Gurken kannst du entweder direkt ins Beet aussäen oder Jungpflanzen vorziehen. Ab April kannst du die Samen in Töpfe säen und sie mit etwa einem Zentimeter Erde bedecken. Sorge dafür, dass die Anzuchttöpfe warm stehen: Je nach Sorte benötigen Gurkensamen Temperaturen zwischen 15 und 25 Grad Celsius um zu keimen.

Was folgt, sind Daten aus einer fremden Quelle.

PR #1847, opened 2021-09-30
Fix bug with name collisions in generated code

theunrepentantgeek:

While setting up code generation for a new resource type, @babbageclunk noticed a bug in the way we were generating local identifiers.

When a property name collided with one of the local variable suffixes used for conversion, the code was generated with a name collision that results in a compilation error, as can be seen in this test case:

``` go
// Keys
keyMap := make(map[string]Release)
for key, keyValue := range source.Keys {          // Loop variable is 'key'
    // Shadow the loop variable to avoid aliasing
    keyValue := keyValue
    var key Release                               // Staging variable is also 'key'
    err := key.AssignPropertiesFromRelease(&keyValue)
    if err != nil {
        return errors.Wrap(err, "populating Keys from Keys, calling AssignPropertiesFromRelease()")
    }

    keyMap[key] = key
}
person.Keys = keyMap
```

Note how both the loop and the staging variables are named `key`.

The root cause for this was due to having two different sets of known locals active at the same time - one in which the loop variable was defined, and another for the body of the loop.

After @babbageclunk wrote some additional tests to document the problems, he and I brainstormed a bunch of possible solutions, but each had significant edge cases resulting in issues with the generated code.

The solution in this PR was to go in the other direction - to simplify rather than introduce additional complexity. 

Local variables are now _only_ allocated during the code generation phase, not during the creation of conversion, ensuring that there is no possibilty of carryover between generation calls.

gif

**If applicable**:
- [x] this PR contains tests


hack/generator/pkg/astmodel/known_locals_set.go
```diff
@@ -89,36 +114,13 @@ func (locals *KnownLocalsSet) HasName(name string) bool {
 
 // Clone clones the KnownLocalsSet
 func (locals *KnownLocalsSet) Clone() *KnownLocalsSet {
-	return &KnownLocalsSet{
-		idFactory: locals.idFactory,
-		names:     locals.names.clone(),
+	names := make(map[string]struct{}, len(locals.names))
```
Porges, line 117: We should probably have a `StringSet` type since `map[string]struct{}` appears a bunch of times.

theunrepentantgeek: I'll add that to a CodeGardening TODO list that I have.

babbageclunk (approved):
This way is heaps simpler! Maybe it would make sense to include known locals in the code generation context? It fits with the other stuff in there pretty well, although I guess you'd need some more machinery around creation of nested scopes so possibly not worth doing.

PR #1848, opened 2021-09-30
Add new Role Assignment resource

matthchr:
This is the first extension resource we support. I've added some additional test helpers and various other things which came up when I was trying to write a test for it.


theunrepentantgeek (approved):
Looks relatively straightforward. :+1:

gif

PR #1849, opened 2021-09-30
Initial support for 'format' in specs

Porges:
Values of type `string` in JSON/OpenAPI schema can also have `format` which describes the format of the string. Add support for transforming this into a regex validation that Kubebuilder can use.

At the moment this doesn’t have a huge impact (since we are consuming the ARM schemata which are already preprocessed) but if we come to rely on Swagger more then this will be used more.

There are a few interesting formats: potentially `password` could be leveraged to indicate where we should handle secrets Kubernetes-natively.

### DIFF
--- a/hack/generator/pkg/astmodel/kubebuilder_validations.go
+++ b/hack/generator/pkg/astmodel/kubebuilder_validations.go
@@ -12,9 +12,10 @@ import (
 	"regexp"
 	"strings"
 
-	"github.com/Azure/azure-service-operator/hack/generator/pkg/astbuilder"
 	"github.com/dave/dst"
 	"k8s.io/klog/v2"
+
+	"github.com/Azure/azure-service-operator/hack/generator/pkg/astbuilder"
 )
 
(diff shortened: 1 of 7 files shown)


matthchr (approved):
LGTM

hack/generator/pkg/astmodel/kubebuilder_validations.go
```diff
@@ -130,7 +131,7 @@ func ValidateMaxLength(length int64) KubeBuilderValidation {
 	return KubeBuilderValidation{MaxLengthValidationName, length}
 }
 
-func ValidatePattern(pattern regexp.Regexp) KubeBuilderValidation {
+func ValidatePattern(pattern *regexp.Regexp) KubeBuilderValidation {
```
theunrepentantgeek, line 134: The current name `ValidatePattern` reads as though it's doing the validation, not creating a validation item using a pattern.

Suggest improving the name, maybe `AsValidationPattern()`?

theunrepentantgeek (approved):
One suggested rename, otherwise looks good.

gif

PR #1850, opened 2021-10-01
Code gardening of astmodel

theunrepentantgeek:

Minor cleanup.

* Update the implementations of `WriteDebugDescription` to not crash if called on a nil type reference
* Remove use of hard casts in favour of `As*()` utility methods
* Introduce `StringSet` and use it

gif


hack/generator/pkg/astmodel/string_set.go
```diff
@@ -0,0 +1,25 @@
...
+	return ok
+}
+
+func (set StringSet) Add(s string) {
+	set[s] = struct{}{}
+}
+
+func (set StringSet) Remove(s string) {
+	delete(set, s)
+}
```
matthchr, line 25: minor: missing newline at EoF

matthchr (approved):

hack/generator/pkg/astmodel/string_set.go
theunrepentantgeek: Fixed.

Gartengurken sind sehr frostempfindlich. Setze die Jungpflanzen daher erst Mitte Mai ins vorbereitete Beet. Der Abstand zwischen den Pflanzen sollte etwa 40 Zentimeter betragen. Ab Mai kannst du Gurken auch direkt aussäen. Unser Tipp: Kombiniere vorgezogene Jungpflanzen und Direktsaat. So kannst du den Sommer über länger ernten.

Standort und Pflege

Gurken benötigen einen warmen, sonnigen und windgeschützten Standort. Daher werden sie häufig in Gewächshäusern gezogen. Und auch an den Boden stellen sie Ansprüche: Als Starkzehrer benötigen sie viele Nährstoffe. Gebe also reichlich Kompost und Dünger in den Boden, bevor du die Jungpflanzen im Frühjahr setzt. Nach Bedarf kannst du sie zwischendurch düngen.

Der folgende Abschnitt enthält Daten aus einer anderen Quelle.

PR #1933, opened 2021-10-27
Apply heuristics to add line breaks to complex function calls

theunrepentantgeek:

Some of our generated function calls are difficult to read because of the number of parameters.

This PR adds two heuristics for when arguments to function calls should be broken onto separate lines:
* When the number of arguments is > 3
* When the number of nested function calls is > 1

gif

### DIFF
--- a/v2/tools/generator/internal/astbuilder/calls.go
+++ b/v2/tools/generator/internal/astbuilder/calls.go
@@ -14,10 +14,7 @@ import (
 // <funcName>(<arguments>...)
 //
 func CallFunc(funcName string, arguments ...dst.Expr) *dst.CallExpr {
-	return &dst.CallExpr{
-		Fun:  dst.NewIdent(funcName),
-		Args: Expressions(arguments),
-	}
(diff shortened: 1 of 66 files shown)


v2/tools/generator/internal/astbuilder/calls.go
```diff
@@ -26,27 +23,53 @@ func CallFunc(funcName string, arguments ...dst.Expr) *dst.CallExpr {
...
+	return createCallExpr(
+		&dst.SelectorExpr{
 			X:   expr,
 			Sel: dst.NewIdent(funcName),
 		},
+		arguments...)
+}
+
+func createCallExpr(expr dst.Expr, arguments ...dst.Expr) *dst.CallExpr {
+	// Check to see howe many of our arguments are nested function calls
```
babbageclunk, line 48:
```suggestion
	// Check to see how many of our arguments are nested function calls
```

babbageclunk (approved):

Halte Gurken immer gleichmäßig feucht. Trockenheit kann nämlich nicht nur Wachstumsprobleme nach sich ziehen, sondern auch zu bitteren Früchten führen. Gieße die Pflanzen am besten mit warmen, abgestandenen Wasser.
Ziehe die Gartengurken am besten an einem Rankgitter. Das hat gleich mehrere Vorteile: Sie brauchen weniger Platz im Beet, die Früchte bleiben sauber und lassen sich viel einfacher ernten.

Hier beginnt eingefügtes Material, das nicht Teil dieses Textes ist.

Issue #1941, opened 2021-11-01
Tests for managed identity in ASO v2


matthchr:
Need automated tests for managed identity. This can possibly be done in `kind` using `type: 1` and `aad-pod-identity`, but probably needs to be live tests (unlike our current mostly recorded, mostly envtest infrastructure).

PR #1942, opened 2021-11-01
Managed identity support

### LINKED ISSUE #1854: Ensure that AAD Pod Identity integration in ASOv2 works well
ASOv1 has an AAD Pod Identity binding named `aso_manager_binding`.

**Describe the improvement**
`aso_manager_binding` is a fine name when using AAD Pod Identity through its Helm installation, but when using it through the AKS addon, the name of the binding is by default the value used in the `selector`, which is `aso_manager_binding`, but since `_`'s are not allowed in Kubernetes resource names, that causes issues.

We should instead use a selector for ASO v2 that doesn't contain underscores (`aso-manager-binding`) or something.

### LINKED ISSUE #1869: Feature: Support managed identity in ASO v2
- [x] Support managed identity in ASO v2
- [ ] Tests for managed identity (they will need to run in Azure).
- [ ] Ensure that #1854 is dealt with.

matthchr:
Closes #1869 
Closes #1854

Adds Managed Identity support and documents how to use it. Testing is still an outstanding issue which we need to solve.
See #1941. I will be following up with a separate PR for this.

**If applicable**:
- [ ] this PR contains tests

### DIFF
--- a/docs/hugo/content/docs/authentication.md
+++ b/docs/hugo/content/docs/authentication.md
@@ -1,0 +1,99 @@
+# Authentication in Azure Service Operator v2
+
+Azure Service Operator supports two different styles of authentication today.
+
+1. Service Principal
+2. aad-pod-identity authentication (managed identity)
+
+## Service Principal
+
+### Prerequisites
+1. An existing Azure Service Principal.
+
+To use Service Principal authentication, specify an `aso-controller-settings` secret with `AZURE_CLIENT_ID` and `AZURE_CLIENT_SECRET` set.
+
+* `AZURE_CLIENT_ID` must be set to the Service Principal client ID. This will be a GUID.
+* `AZURE_CLIENT_SECRET` must be set to the Service Principal client secret.
+
+For more information about Service Principals, see [creating an Azure Service Principal using the Azure CLI](https://docs.microsoft.com/cli/azure/create-an-azure-service-principal-azure-cli#password-based-authentication).
+The `AZURE_CLIENT_ID` is sometimes also called the App ID. The `AZURE_CLIENT_SECRET` is the "password" returned by the command in the previously linked documentation.
+
+```bash
+cat <<EOF | kubectl apply -f -
+apiVersion: v1
+kind: Secret
+metadata:
+ name: aso-controller-settings
+ namespace: azureserviceoperator-system
+stringData:
+ AZURE_SUBSCRIPTION_ID: "$AZURE_SUBSCRIPTION_ID"
+ AZURE_TENANT_ID: "$AZURE_TENANT_ID"
+ AZURE_CLIENT_ID: "$AZURE_CLIENT_ID"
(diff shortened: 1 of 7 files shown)


docs/hugo/content/docs/authentication.md
```diff
@@ -0,0 +1,95 @@
...
+2. aad-pod-identity authentication (managed identity)
+
+## Service Principal
+
+### Prerequisites
+1. An existing Azure Service Principal.
+
+To use Service Principal authentication, specify an `aso-controller-settings` secret with `AZURE_CLIENT_SECRET` set.
+`AZURE_CLIENT_ID` must be set to the Service Principal client ID.
+`AZURE_CLIENT_SECRET` must be set to the Service Principal client secret.
```
theunrepentantgeek, line 15:
```suggestion
To use Service Principal authentication, specify an `aso-controller-settings` secret with `AZURE_CLIENT_ID` and `AZURE_CLIENT_SECRET` set.

* `AZURE_CLIENT_ID` must be set to the Service Principal client ID.
* `AZURE_CLIENT_SECRET` must be set to the Service Principal client secret.
```

Maybe give an example of each, so that people can recognize when they've found the right value to include?

docs/hugo/content/docs/authentication.md
```diff
@@ -0,0 +1,95 @@
...
+1. An existing Azure Managed Identity.
+2. [aad-pod-identity](https://github.com/Azure/aad-pod-identity) installed into your cluster. If you are running ASO on an Azure Kubernetes Service (AKS) cluster, you can instead use the
+   [integrated aad-pod-identity](https://docs.microsoft.com/azure/aks/use-azure-ad-pod-identity).
+
+First, set the following environment variables:
+```bash
+export IDENTITY_RESOURCE_GROUP="..."
+export IDENTITY_NAME="..."
+export AZURE_SUBSCRIPTION_ID="..."
+export AZURE_TENANT_ID="..."
```
theunrepentantgeek, line 44: Same comment here - one of the regular trip hazards I find is when documentation is unclear about what's expected. 

E.g. is `IDENTIY_RESOURCE_GROUP` just the name of the group (is it case sensitive?), or a fully qualified path including the subscription ID, or maybe an ARM URL?

theunrepentantgeek (approved):
Some minor comments, but nothing substantial - great stuff.

docs/hugo/content/docs/authentication.md
matthchr: Giving an example here is a bit awkward because both fields are pretty inscrutable (CLIENT_ID is a GUID and the password is some black-box base64'ed string that Azure gives to them when they create the SP). What I've done is call out that client ID is a GUID and also link to the documentation in the Azure CLI that shows how to create an SP (which will return these values).

docs/hugo/content/docs/authentication.md
matthchr: I've provided examples here and also added some comments at the end of these to explain what they are.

Leider sind Gurken für Krankheiten und Schädlinge sehr anfällig. Blattläuse, Pilzkrankheiten wie Mehltau und der Gurkenmosaikvirus gehören zu den häufigsten Problemen.

Ernte und Konservierung

Je nach Aussaat und Sorte kannst du Gurken ab Juli ernten. Pflücke die Früchte vorsichtig, damit du die Pflanze nicht verletzt. Salatgurken kannst du frisch zu Salat verarbeiten, aber auch als Schmorgemüse, Suppe, Smoothie oder Zaziki zubereiten. Frische, unbeschädigte Gurken halten bis zu drei Wochen einigermaßen frisch. Allerdings solltest du sie nicht mit Tomaten oder Obst lagern, da sie sonst schnell nachreifen, weich und gelb werden. Gewürzgurken erntest du als unreife Früchte. Am besten legst du sie in einem Sud aus Essig und Gewürzen ein, um sie zu konservieren.